**TASK MATERIAL:**
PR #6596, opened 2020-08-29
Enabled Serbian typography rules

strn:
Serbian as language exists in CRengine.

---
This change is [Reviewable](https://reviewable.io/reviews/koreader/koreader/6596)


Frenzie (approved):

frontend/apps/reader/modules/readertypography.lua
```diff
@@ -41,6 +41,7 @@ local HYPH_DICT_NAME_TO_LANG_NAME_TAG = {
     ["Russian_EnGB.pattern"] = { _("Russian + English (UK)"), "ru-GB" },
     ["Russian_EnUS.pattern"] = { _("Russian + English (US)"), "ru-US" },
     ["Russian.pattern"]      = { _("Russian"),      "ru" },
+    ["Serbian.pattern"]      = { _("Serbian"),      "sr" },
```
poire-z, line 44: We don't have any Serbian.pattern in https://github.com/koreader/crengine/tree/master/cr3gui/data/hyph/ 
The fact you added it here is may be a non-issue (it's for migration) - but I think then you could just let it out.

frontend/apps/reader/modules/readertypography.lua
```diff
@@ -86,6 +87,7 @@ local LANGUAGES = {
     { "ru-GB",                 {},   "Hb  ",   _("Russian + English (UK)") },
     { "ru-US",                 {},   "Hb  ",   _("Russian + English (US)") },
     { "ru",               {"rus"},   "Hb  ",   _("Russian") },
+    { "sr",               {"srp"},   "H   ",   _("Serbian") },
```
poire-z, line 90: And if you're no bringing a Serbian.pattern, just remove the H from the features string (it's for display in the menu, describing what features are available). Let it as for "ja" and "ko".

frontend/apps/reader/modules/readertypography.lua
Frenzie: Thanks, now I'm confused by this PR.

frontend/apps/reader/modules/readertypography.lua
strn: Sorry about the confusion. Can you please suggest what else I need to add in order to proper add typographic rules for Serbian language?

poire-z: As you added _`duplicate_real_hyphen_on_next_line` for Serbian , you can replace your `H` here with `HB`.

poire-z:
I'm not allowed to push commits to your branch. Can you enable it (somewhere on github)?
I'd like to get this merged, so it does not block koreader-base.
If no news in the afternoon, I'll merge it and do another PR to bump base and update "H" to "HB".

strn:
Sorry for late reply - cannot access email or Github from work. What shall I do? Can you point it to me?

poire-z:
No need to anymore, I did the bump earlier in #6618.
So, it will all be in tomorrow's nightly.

**WHAT TO WORK ON:**
Only a number belongs in the answer: state how many lines of the entries above hold "your".

**WRITTEN RESPONSE:**
2